Mediating Family and Divorce Issues | Starting Your First Family Mediation Service

mediating first session family mediation services

I am often asked when mediating, “how do we start?”

This is a great question.

Mediating Family Conflict for the First Time

The first mediation session will include signing an Agreement to Participate in Mediation and a Fee Agreement. Once the housekeeping is completed, the mediator will help you develop an initial agenda.

There are many ways to generate an agenda. I have provided examples and illustrations below.

High Priority Family Mediation Issues

There are times that mediating issues immediately due to tight deadlines or pressing issues takes precedence. Examples could include:

  • There is an application deadline for a private school in two week’s time and the parents need to decide if they are going to apply
  • A child was just found to be eligible for special education services and the parents need to decide if they accept the school’s recommendations within the next few days
  • A parent has a two-week business trip in ten days and provisions needs to be made for child care
  • A teenager was asked to go to a concert in three days and needs to give an answer to her friend tomorrow
  • There is a hearing about child support and alimony modifications in one month and the parents would like to resolve the dispute beforehand

Low-Hanging Fruit

Choosing topics that might be easier to discuss or resolve can be an effective way to start family mediation services. Mediating easier topics can be useful to generate momentum with the process, practice effective communication and negotiation skills, and/or establish some goodwill between the parties. Examples could include:

  • Memorializing parts of a parenting plan that have been working well and both parents want to continue
  • Picking something that you know is important to the other party, and that you can be flexible around

Information Sharing

Due to the adversarial nature of many conflicts, particularly those that are court-involved, communication may have broken down. Sometimes it is helpful to start by sharing information before mediating the disputes.
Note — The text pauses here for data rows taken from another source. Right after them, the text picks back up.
PR #2408, opened 2020-12-18
Set an error so active-standby task retries

shreddedbacon:
# Checklist

Minor fix to the active/standby task image so that it actually tries to get the resource until it has a status condition.

Will need to update the tests to also ensure that after we run the active/standby, in addition to checking the routes actually moved, we need to check that the API actually updates with the production/standbyProduction environments changing.

# Closing issues


shreddedbacon:
I'll update the tests next week, just wanted to get a draft PR in to outline the issue.

PR #2403, opened 2020-12-15
Add initial support for mongodb-dbaas

shreddedbacon:
# Checklist

- [ ] Affected Issues have been mentioned in the Closing issues section
- [ ] Documentation has been written/updated
- [ ] PR title is ready for changelog and subsystem label(s) applied

Explain the **details** for making this change. What existing problem does the pull request solve?

# Closing issues

Put `closes #XXXX` in your comment to auto-close the issue that your PR fixes (if such).

PR #2416, opened 2020-12-22
Add Mongodb DBAAS operator (PR2403 & PR2411)

tobybellwood:
Covers PRs:
#2403 and #2411


tobybellwood:
(need to make sure it actually tests the node-MongoDB test :facepalm:) - this will require a MongoDB provider in lagoon-charts.

smlx:
with https://github.com/uselagoon/lagoon-charts/pull/201 this is now unblocked

PR #2417, opened 2020-12-22
Use the latest build-deploy controller and update active-standby task to use patch

shreddedbacon:
# Checklist

This brings the lagoon build-deploy controller up to be the latest version with fixes for using the `lagoon-deployer` token to create task pods, and also updates the active-standby task to use a patch operation instead of update.


tobybellwood:
@shreddedbacon - we need this against `main` too, don't we?

shreddedbacon:
@tobybellwood yes, probably. ~But main also needs a bunch of other stuff still...~ Edit: Maybe it is all there actually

Examples include:

  • Changes in your life circumstances such as a job transition or a move
  • Updates on the children, such as school progress, information from the child therapist, or child’s recent playdates

Asking Questions

Some parties to the mediation like to begin by gathering information from the other person, or the mediator. Examples could include:

  • What they anticipate their future living situation to be
  • Request updated financial information
  • Ask the mediator for referral information for experts such as attorneys, real estate professionals, or accountants
  • How the other person’s parents are doing

Communication Needs

Some start by establishing expectations about how to communicate and negotiate with one another. This can increase the chance of constructive conversation. For example:

  • Make requests that the other person avoid referencing certain hot-button issues from the past
  • Explain that you might need a certain amount of time to think about proposals before making decisions
  • Ask the mediator to prompt you to take a deep breathe if you become visibly upset

Review Documentation

Sometimes it is helpful to focus on a concrete task to help get started. Examples could include:

  • Review a Divorce Issues Checklist of topics
  • Assess progress on decisions made from a previous mediation or agreement

Identify Goals

Clarifying each parties’ goals and objectives for the mediation process can be helpful, as agenda items can then flow directly from those specific goals.

There is no wrong way to start the process. And there are other useful approaches to thinking about preparing for a first session, such as the ideas in this article. The mediator will guide you through figuring out how to begin the process in a manner that best meets your needs, and helps you to resolve the issues you are mediating.

In the end, as any good mediator will say, it’s up to you!